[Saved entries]
##########

PR #274, opened 2020-03-26
Support translation to strings

### LINKED ISSUE #270: Support strings in @p4runtime_translation
Referring to objects by a string name instead of an integer id makes P4RT flows a lot more readable, which for example greatly helps with debugging. We therefore propose to generalize the `@p4runtime_translation` annotation, to not just support fixed bit width integers, but also strings. 

So in addition to:
```
@p4runtime_translation("p4.org/psa/v1/PortId_t", 32)
```

We propose to also support:
```
@p4runtime_translation("p4.org/psa/v1/PortId_t", string)
```

Since values are already represented as `bytes` in P4RT messages, there is no need for any changes of those protos.

However, we do need to change the P4Info definition. Currently, `match_fields` and action `params` refer to translated values as follows:

```
  match_fields {
    id: 1
    name: "ingress_port"
    bitwidth: 32
    match_type: EXACT
    type_name {
      name: "PortId_t"
    }
  }

params {
    id: 1
    name: "ingress_port"
    bitwidth: 32
    type_name {
      name: "PortId_t"
    }
  }

new_types {
    key: "PortId_t"
    value {
      translated_type {
        uri: "p4.org/psa/v1/PortId_t"
        sdn_bitwidth: 32
      }
    }
  }
```

To support strings, we propose extending the `new_types` proto in https://github.com/p4lang/p4runtime/blob/master/proto/p4/config/v1/p4types.proto as follows:

```
message P4NewTypeTranslation {
  message SdnString {}

  // The URI uniquely identifies the translation in order to enable the
  // P4Runtime agent to perform value-mapping appropriately when required. It is
  // recommended that the URI includes at least the P4 architecture name and the
  // type name.
  string uri = 1;
  // The object is either represented as an unsigned integer with a bitwidth of `sdn_bitwidth`,
  // or as a string.
  int32 sdn_bitwidth = 2;
  SdnString sdn_string = 3;
}
```

So in the above example, the P4Info would be:

```
new_types {
    key: "PortId_t"
    value {
      translated_type {
        uri: "p4.org/psa/v1/PortId_t"
        sdn_string: {}
      }
    }
  }
```

When translating from a string, the `bitwidth` field in `match_fields` and action `params` is ignored.

konne88:
Fixes #270

### DIFF
--- a/docs/v1/P4Runtime-Spec.mdk
+++ b/docs/v1/P4Runtime-Spec.mdk
@@ -2369,14 +2369,15 @@ whose underlying data plane representation may vary on different targets, but
 for which it may be convenient to present a unified representation and numbering
 scheme to the control plane. **The `@p4runtime_translation` annotation can only
 be used if the underlying P4 built-in type is a fixed-width unsigned bitstring
-type (`bit<W>`)** . The type exposed to the control plane can be either a
-fixed-width unsigned bitstring, with a potentially different bitwidth, or a
-string. The annotation takes two parameters: a *URI* (Uniform Resource
-Identifier) which uniquely identifies the translation being performed on
-entities of the new type to the P4Runtime server and the *controller_type* of
-the values exposed the control plane. The *controller_type* can be either
-`bit<W>` where `W` is any positive integer, or `string`,
-or a positive integer `W` which has the same meaning as `bit<W>`.
+type (`bit<W>`)**. The type exposed to the control plane (referred to as the
+*controller_type*) can be either a fixed-width unsigned bitstring, with a
+potentially different bitwidth, or a string. The annotation takes two
+parameters: a *URI* (Uniform Resource Identifier) which uniquely identifies the
+translation being performed on entities of the new type to the P4Runtime server
+and the *controller_type* of the values exposed to the control plane. The
+*controller_type* can be either `bit<W>` where `W` is any positive integer, or
+`string`, or a positive integer `W` which has the same meaning as `bit<W>`.
+Specifying just an integer is deprecated.
 
 It is recommended that the URI includes at least the P4 architecture name and
 the type name.
@@ -2412,15 +2413,15 @@ For example, an architecture --- in this case PSA --- may introduce a new type
 for port numbers:
 ~ Begin P4Example
 // Controller refers to ports as a string, e.g. "eth0".
-@p4runtime_translation("p4.org/psa/v1/PortId_t", string)
+@p4runtime_translation("p4.org/psa/v1/PortId_String_t", string)
 type bit<9> PortId_String_t;
 
-// Controller refers to ports as a 32bit integer, e.g. 0xffffffff.
-@p4runtime_translation("p4.org/psa/v1/PortId_t", bit<32>)
+// Controller refers to ports as a 32-bit integer, e.g. 0xffffffff.
+@p4runtime_translation("p4.org/psa/v1/PortId_Bit32_t", bit<32>)
 type bit<9> PortId_Bit32_t;
 
 // Same as above.
-@p4runtime_translation("p4.org/psa/v1/PortId_t", 32)
+@p4runtime_translation("p4.org/psa/v1/PortId_32_t", 32)
 type bit<9> PortId_32_t;
 ~ End P4Example
 
@@ -2433,7 +2434,7 @@ type_info {
     key: "PortId_String_t"
     value {  # P4NewTypeSpec
       translated_type {  # P4NewTypeTranslation
-        uri: "p4.org/psa/v1/PortId_t"
+        uri: "p4.org/psa/v1/PortId_String_t"
         sdn_string: {}
       }
     }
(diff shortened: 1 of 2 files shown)


konne88:
@stefanheule @jafingerhut @antoninbas

docs/v1/P4Runtime-Spec.mdk
```diff
@@ -2369,13 +2369,17 @@ whose underlying data plane representation may vary on different targets, but
...
-is recommended that the URI includes at least the P4 architecture name and the
-type name.
+type (`bit<W>`)** . The type exposed to the control plane can be either a
+fixed-width unsigned bitstring, with a potentially different bitwidth, or a
+string. The annotation takes two parameters: a *URI* (Uniform Resource
+Identifier) which uniquely identifies the translation being performed on
+entities of the new type to the P4Runtime server and the *controller_type* of
+the values exposed the control plane. The *controller_type* can be either
+`bit<W>` where `W` is any positive integer, or `string`,
+or a positive integer `W` which has the same meaning as `bit<W>`.
```
stefanheule: Should we explicitly make this deprecated?

docs/v1/P4Runtime-Spec.mdk
```diff
@@ -2369,13 +2369,17 @@ whose underlying data plane representation may vary on different targets, but
...
-the translation being performed on entities of the new type to the P4Runtime
-server and the *bitwidth* of the bitstring type exposed to the control plane. It
-is recommended that the URI includes at least the P4 architecture name and the
-type name.
+type (`bit<W>`)** . The type exposed to the control plane can be either a
+fixed-width unsigned bitstring, with a potentially different bitwidth, or a
+string. The annotation takes two parameters: a *URI* (Uniform Resource
+Identifier) which uniquely identifies the translation being performed on
+entities of the new type to the P4Runtime server and the *controller_type* of
+the values exposed the control plane. The *controller_type* can be either
```
jafingerhut: maybe insert "to", e.g. "values exposed to the control plane"?

docs/v1/P4Runtime-Spec.mdk
```diff
@@ -2396,27 +2400,61 @@ the following fields:
...
 
 * `annotations`, a repeated field of strings, each one representing a P4
   annotation associated to the type declaration.
 
 For example, an architecture --- in this case PSA --- may introduce a new type
 for port numbers:
 ~ Begin P4Example
+// Controller refers to ports as a string, e.g. "eth0".
+@p4runtime_translation("p4.org/psa/v1/PortId_t", string)
+type bit<9> PortId_String_t;
```
jafingerhut: This question need not cause this example to be changed, but to satisfy my own curiosity, if the control plane type is different, wouldn't you perhaps expect the URI to be different, too?  Having all of the 3 URIs in this example be identical to each other seems like something one would never want to do.  e.g. wouldn't you expect some code that performs the translation to use the URI to decide how to do it, and perhaps only the URI?

docs/v1/P4Runtime-Spec.mdk
konne88: done

docs/v1/P4Runtime-Spec.mdk
konne88: done

docs/v1/P4Runtime-Spec.mdk
konne88: done

docs/v1/P4Runtime-Spec.mdk
```diff
@@ -2369,13 +2369,17 @@ whose underlying data plane representation may vary on different targets, but
...
 scheme to the control plane. **The `@p4runtime_translation` annotation can only
 be used if the underlying P4 built-in type is a fixed-width unsigned bitstring
-type (`bit<W>`)** and the type exposed to the control plane will also be a
-fixed-width unsigned bitstring, with a potentially different bitwidth. It takes
-two parameters: a *URI* (Uniform Resource Identifier) which uniquely identifies
-the translation being performed on entities of the new type to the P4Runtime
-server and the *bitwidth* of the bitstring type exposed to the control plane. It
-is recommended that the URI includes at least the P4 architecture name and the
-type name.
+type (`bit<W>`)** . The type exposed to the control plane can be either a
```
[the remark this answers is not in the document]
konne88: done

docs/v1/P4Runtime-Spec.mdk
```diff
@@ -2396,27 +2400,61 @@ the following fields:
...
   annotation associated to the type declaration.
 
 For example, an architecture --- in this case PSA --- may introduce a new type
 for port numbers:
 ~ Begin P4Example
+// Controller refers to ports as a string, e.g. "eth0".
+@p4runtime_translation("p4.org/psa/v1/PortId_t", string)
+type bit<9> PortId_String_t;
+
+// Controller refers to ports as a 32bit integer, e.g. 0xffffffff.
```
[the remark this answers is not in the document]
konne88: done

konne88:
Just opened https://github.com/p4lang/p4c/issues/2283

PR #276, opened 2020-03-28
Support @id annotations for value_set match fields

antoninbas:
https://github.com/p4lang/p4runtime/pull/272 added support for table
match fields, action parameters, and controller header metadata, but we
forgot value_set match fields, as pointed out by @jafingerhut.


antoninbas:
I also made the language in all 4 sections more uniform, and fixed a random typo.

PR #279, opened 2020-03-30
Clarifications on action profiles and selectors

jafingerhut:
I believe that these are clarifications to the existing P4Runtime API
specification, not changes to its behavior.

### DIFF
--- a/docs/v1/P4Runtime-Spec.mdk
+++ b/docs/v1/P4Runtime-Spec.mdk
@@ -3292,8 +3292,9 @@ table t {
 
 When programming table `t` in the example above, a P4Runtime client should
 specify the `TableAction` in the `TableEntry` to be a reference to either an
-action profile member or group. The reference is a `uint32` identifier that
-uniquely identifies a member or group programmed in the action selector `as`.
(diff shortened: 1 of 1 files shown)


docs/v1/P4Runtime-Spec.mdk
```diff
@@ -3292,8 +3292,9 @@ table t {
 
 When programming table `t` in the example above, a P4Runtime client should
 specify the `TableAction` in the `TableEntry` to be a reference to either an
-action profile member or group. The reference is a `uint32` identifier that
-uniquely identifies a member or group programmed in the action selector `as`.
+action profile member or group. The reference is a non-0 `uint32` identifier
```
stefanheule: I think this is more commonly spelled non-zero. I don't feel super strongly though.

antoninbas:
@jafingerhut did you want to address Stefan's suggestion?

jafingerhut:
@antoninbas Done with second commit a minute ago, including replacing an occurrence of "non-0" that I did not add with this PR, already in the document, because my text editor found it.

PR #281, opened 2020-04-02
Add document with P4Runtime id notes

jafingerhut:


jafingerhut:
If you would like to read it with all of the easier-to-read table formatting, you can look at it here: https://github.com/jafingerhut/p4runtime/blob/doc-add-p4runtime-id-notes/docs/v1/p4runtime-id-notes.md

jafingerhut:
@chrispsommers There is absolutely no need for you to read this or provide review comments, but since you gave a thumbs-up on the issue this is intended to address, I thought I'd ping you in case you were interested.

docs/v1/p4runtime-id-notes.md
```diff
@@ -0,0 +1,483 @@
...
+
+Section 6.3 "ID Allocation for P4Info Objects" of the P4Runtime API
+specification says:
+
+    The most significant 8 bits of the ID encodes the object type (as
+    per Table 1).  [ ... ]  The remaining 24 bits must be generated in
+    such a way that the resulting IDs must be globally unique in the
+    scope of the P4Info message.
+
+So all of these id values must be globally unique for a single P4Info
```
stefanheule, line 75: It might be worth saying that the yare unique w.r.t to all IDs of this type, not really globally unique. You can have a table ID that is the same as a field match ID, or role ID, etc.

jafingerhut: Makes sense.  Maybe introduce a name to describe this "scope", e.g. "top level P4Info object scope"?  There is probably a better name.

jafingerhut: I have added another commit attempting to address this comment.  I called the new scope the "P4Info top level scope".

docs/v1/p4runtime-id-notes.md
```diff
@@ -0,0 +1,487 @@
...
+
+```
+commit c9cd4af17c2d562d6e4ec760237f16fea9558fcb
+Author: Chris Sommers <31145757+chrispsommers@users.noreply.github.com>
+Date:   Fri Mar 27 13:43:31 2020 -0700
+```
+
+This is after version 1.1.0 of the specification was released, and it
+is expected that version 1.2.0 will be released soon after this time,
+with very few (if any) changes from the version above.
```
antoninbas, line 24: @jafingerhut please remind me to update this text when I do the v1.2.0 release

docs/v1/p4runtime-id-notes.md
```diff
@@ -0,0 +1,487 @@
...
+
+## Numeric ids that are unique within the P4Info top level scope
+
+The messages listed below are all of those that are sub-messages of
+the `P4Info` message, and they contain a `Preamble` sub-message.  Each
+`Preamble` message contains an `id` field, as well as several others
+like `name`, `alias`, and `annotations`.  See the `Preamble` message
+definition for the full list.
+
+Section 6.3 "ID Allocation for P4Info Objects" of the P4Runtime API
```
antoninbas, line 67: suggestion: you can put a link to the section here, this way you ensure you won't need to update the section number in the future.

docs/v1/p4runtime-id-notes.md
```diff
@@ -0,0 +1,487 @@
...
+program and the controller software.)
+
+
+### Clone session ids
+
+Scope: A single P4Runtime device.
+
+`session_id` field values appear in the message types listed below.
+The allowed set of values is determined by the P4Runtime server,
+typically in a contiguous range `[0, C-1]` for some maximum number of
```
antoninbas, line 287: 0 is no longer valid since P4Runtime v1.1.0

docs/v1/p4runtime-id-notes.md
jafingerhut: Do you mean a link to the section heading of the HTML version of the latest auto-generated version, e.g. this?  https://p4.org/p4runtime/spec/master/P4Runtime-Spec.html#sec-id-allocation

docs/v1/p4runtime-id-notes.md
jafingerhut: Thanks for catching that.  Changed to `[1, C]`

docs/v1/p4runtime-id-notes.md
jafingerhut: Sure, I can do that, and/or create a PR to update it myself.

jafingerhut:
> Did you want to include a section at the top with the special meaning of 0 for all ids:
> 
> * invalid for P4Info ids - used for wildcard reads when 0 is used in P4Runtime messages in lieu of a P4Info id reference
> * election_id / role_id: special meaning
> * ...
> 
> Or do you think you already cover this enough in the different sections of your doc?

I could add something for this, but does the spec explicitly say already what 0 means for the following kinds of ids?  I could not find anything mentioned about that.

+ election id
+ device id
+ digest list id
+ member_id and group_id for action profiles and action selectors.  I am guessing the intent is that 0 is invalid for these?

+ role_id of 0 is explicitly specified
+ 0 is explicitly reserved/invalid for P4 object id values, including their wildcard behavior in ReadRequest messages (at least in most cases -- I did not check for all of them exhaustively)
+ const_default_action_id=0 and implementation_id=0 are defined
+ SDN port number 0 invalid is specified explicitly

jafingerhut:
Minor update to my previous comment: I myself added some changes making it more explicit that member_id and group_id must be non-0, but can be 0 in ReadRequest as a wildcard, just as is done for many other things.

I still do not know if the current P4Runtime spec has anything to say on any specialness of 0 for device id, election id, and/or digest list id values.

antoninbas:
@jafingerhut 

**election_id**
a bit hard to find maybe but 0 has a special meaning, which is different based on whether the message is sent by the server or by a client:
*by a client:*
> The sender need not specify an election_id. If the election_id is not specified, the sender's election_id is considered lower than any election_id, and the sender will thus never become master. This way, a controller can choose to be a standby controller, in order to avoid master “flapping” (if a standby controller connects to the switch shortly before the actual master controller, therefore becoming master temporarily).
*by the server:*
See section 5.4. I feel like the spec may not be super clear, but my understanding is that if there is no master yet, an election_id of 0 is used in the `MasterArbitrationUpdate` sent by the controller whenever a controller with no election id (case above) connects.

**device_id**
I thought that 0 was invalid but I could not find anything in the spec to support that. Maybe it is invalid in Stratum specifically and I got confused? Potentially something to discuss at the next meeting. I don't see any obvious reason why 0 should not be a valid device id. @konne88 @stefanheule 

**digest list_id**
You're right. I don't see anything preventing the use of 0 by the server, and I don't see any reason to prevent it explicitly - except perhaps that it may be the last id on all P4Info / P4Runtime for which 0 is a valid value, at least if we declare 0 to be invalid for device_id :)

docs/v1/p4runtime-id-notes.md
antoninbas: Yes, that's what I meant

antoninbas:
actually for digest `list_id` it may be a good idea to reserve 0. It could be used by a controller to trigger a deletion of all cache entries on the server side (in a `DigestLickAck` message), which may or may not be useful :) However, that's not something that's covered by the spec today, so digest `list_id` 0 currently does not have any special meaning, and no change is required in your document for that one.

jafingerhut:
I have added another commit (the 19th one in this PR) that gives notes on whether 0 is special for several kinds of id values.  I mentioned that this is still TBD for device id and digest list id values.

PR #145, opened 2022-01-09
Fix pathing problem in nm_analysis

richardkoehler:
The current code only worked if you passed the filename with the suffix ".vhdr" because of the hardcoded `-len(".vhdr")`. I got an error because of only passing the files basename. My proposed fix should now work in both cases.
On a note, I think it is not necessarily recommended to use "import _pickle", because the standard module "import pickle" automatically does just this (https://stackoverflow.com/questions/19191859/what-difference-between-pickle-and-pickle-in-python-3).

Changes:
  - pass responsability for retrieving file stem to Path()
  - add missing comma after "SQUARED_ROTAWHEEL"
  - sort imports

### DIFF
--- a/py_neuromodulation/nm_analysis.py
+++ b/py_neuromodulation/nm_analysis.py
@@ -1,19 +1,21 @@
 import os
+from pathlib import Path
 from re import VERBOSE
-import pandas as pd
-import numpy as np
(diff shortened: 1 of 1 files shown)


timonmerk (approved):
Nice!

PR #147, opened 2022-01-09
Fix ClassMissingException

richardkoehler:
ClassMissingException previously printed the message "only one class present" even when the module nm_decode was simply initialized. Now ClassMissingException only prints this message when an Exception is actually raised.
Additionally, an individual message can be passed upon raising the Error, to potentially discern where exactly in the module the Error was raised.


timonmerk (approved):
Thanks for noting!

PR #148, opened 2022-01-09
Bugfix RT_rereference

richardkoehler:
- A bug was present where channels were used even when used was 0
  -> Now indexes are split into "*_used" and "*_good"
- Duplicates in the docstring were removed
- The separator for a multiple-channel reference is now "&" instead of "+"
  - "+" may also be used for DBS channels, e.g. "LFP_2+3+4_STN_BS"
  - if you want a multiple-channel reference you can now write "LFP_2+3+4_STN_BS&LFP_5+6+7_STN_BS"

### DIFF
--- a/py_neuromodulation/nm_rereference.py
+++ b/py_neuromodulation/nm_rereference.py
@@ -1,46 +1,40 @@
 from numpy import empty_like, mean, ndarray, where
-from pandas import isnull
+import pandas as pd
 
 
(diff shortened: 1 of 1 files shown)


timonmerk (approved):
Thanks for noting @richardkoehler! Somehow the "used" column was never tested it seems.
Also I could quickly verify using tests/test_rereference.py that the code still works :)

PR #149, opened 2022-01-09
Fix fs in SIDECAR.json

richardkoehler:
- sampling freq "fs" written out was the original freq, not the final freq
- SIDECAR.json now includes:
   - "fs"
   - "original_fs"
   - "ch_names" (channel names used to calculate features)
- Small typo in "_set_notch_filter" fixed
- Type hinting for "fs" fixed (can be float or int)

### DIFF
--- a/py_neuromodulation/nm_IO.py
+++ b/py_neuromodulation/nm_IO.py
@@ -43,7 +43,7 @@ def read_BIDS_data(PATH_RUN, BIDS_PATH):
     return (
         raw_arr,
         raw_arr.get_data(),
-        int(np.ceil(raw_arr.info["sfreq"])),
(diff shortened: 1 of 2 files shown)


timonmerk:
@richardkoehler Makes a lot of sense to write out both sampling frequencies!

In nm_bids.py `read_BIDS_data` the sampling frequency is casted on the other hand to int: `int(np.ceil(raw_arr.info["sfreq"]))`.

So I removed that, since declaring the typehint to float does not make that much sense if it would be an int anyway.
Also I tested running the code through, and in nm_generator `fs` is then converted to int at later stages when it actually becomes necessary for np slicing.

timonmerk (approved):

PR #151, opened 2022-01-10
Add test for example run

timonmerk:


timonmerk:
Thanks @richardkoehler for the conda install template 👍 
@jgvhabets The ReadMe.rst explains that with the `conda develop .` command you should be able to install the package in the current environment. Afterwards it should be able to import it from anywhere with that activated environment.

jgvhabets:
thanks @richardkoehler , it also worked for me:
 just tried to run import py_nmd from another folder (which did not work before). I ran conda develop first in my terminal, got a error that a path is required, but afterwards I am able to import py_neuromdoulation functions.
I just closed the conda-env, visual code etc, and I can still import from another directory.

PR #156, opened 2022-01-19
Fix cohort analysis

timonmerk:


timonmerk (commented):
@richardkoehler Sorry for this overblown PR.
FYI, I fixed a bug here in nm_normalization for the first sample:
1. `current` should not be zeros in `normalize_features`
2. for `normalize_raw` I stick with the same idea and return `current` twice

Returning zeros would even results in `NaN's` in some cases, which in turn force features to become zero.

timonmerk:
It's the commit "fix normalization for first sample"

PR #162, opened 2022-02-11
Refactor nm_define_nmchannels

richardkoehler:
Changes:
- No functionality was changed
- Type hints added
- Code cleaned up
- More informative error messages

Additionally:
- Maybe think about changing target keywords only to: ["mov", "squared"] ?
  Listing all possible channels from our analysis like we do now is probably not very elegant and not helpful for other people that might have other channels (e.g. "squared_accelerometer" or something similar)


timonmerk:
Thanks for refactoring!
I think having `mov_substrs` and `used_substrs` as parameters for the `set_channels_by_bids` function would be cleaner.
This will then be called from `nm_BidsStream` with "mov" and "squared" as deafault arguments

PR #163, opened 2022-02-18
Refactor nm_rereference

richardkoehler:
- Fixed bug with average reference, when channels were marked as "bad"
- Refactored RT_rereference so that reference ids for each channel willnot be re-calculated at each rereference() call, only once when initializing the class instance. This should bring some performance improvement.
- Average references for different channel types (ECOG, LFP, SEEG, LFP) are now automatically handled and not explicitly for each different channel type.
- Had to remove split_data (but I think this wasn't used anyway, right?)

### DIFF
--- a/py_neuromodulation/nm_rereference.py
+++ b/py_neuromodulation/nm_rereference.py
@@ -1,9 +1,10 @@
-from numpy import empty_like, mean, ndarray, where
+"""Re-referencing Module."""
+import numpy as np
 import pandas as pd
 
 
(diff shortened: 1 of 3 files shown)


richardkoehler:
@timonmerk 
Good catch, you are of course absolutely right! Thanks for the fix :)

richardkoehler:
@timonmerk 
Good catch, you are of course absolutely right! Thanks for the fix :)

PR #164, opened 2022-02-19
Add `target_keywords` as argument

richardkoehler:
@timonmerk
As you suggested in the last PR #162, I added `mov_substrs` as an argument to the function:
- I renamed it to `target_keywords`, because you might be decoding something else than movement, so the name is a bit more universal
- As default arguments I added `("mov", "squared", "label")`. I added label here again, so that the default value is a bit more universal and people are not restricted to movement or classification ("squared")
- I changed the default types of used_types and target_keywords to tuples, because probably the default values should be an immutable, right?
- I saw that you changed the default in nm_BidsStream to `used_types:list = ["ecog"]`. So the default in nm_BidsStream now corresponds to `ECOG_ONLY = True`, but before it was `False`. Is that intended? I don't have any preference for the default values, just wanted to double check that this was on purpose :)
- Lastly, I renamed the method from `set_channels_by_bids` to `set_channels`, because I don't think the function actually necessarily uses the BIDS format in its current implementation. But we could think about writing a wrapper in the future, in which you only provide the path to the BIDS `*_channels.tsv` file instead of the arguments `ch_names`, `ch_types` and `bads`.

### DIFF
--- a/examples/example_BIDS.py
+++ b/examples/example_BIDS.py
@@ -21,7 +21,10 @@ def run_example_BIDS():
                                        PATH_BIDS=PATH_BIDS,
                                        PATH_OUT=PATH_OUT,
                                        LIMIT_DATA=False,
-                                       VERBOSE=False)
+                                       VERBOSE=True,
+                                       target_keywords=("SQUARED_ROTATION",),
+                                       used_types=("ecog", "seeg")
+    )
 
     nm_BIDS.run_bids()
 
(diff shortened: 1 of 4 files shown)


timonmerk:
@richardkoehler Thanks again! I fixed the call from `nm_BIDSStream.py` and `nm_stream.py` and adapted the BIDS example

##########

What you will do: Every line from the first entry to the line containing "### LINKED ISSUE" should be transcribed exactly, and nothing beyond it.

Completed exercise:
PR #274, opened 2020-03-26
Support translation to strings

### LINKED ISSUE #270: Support strings in @p4runtime_translation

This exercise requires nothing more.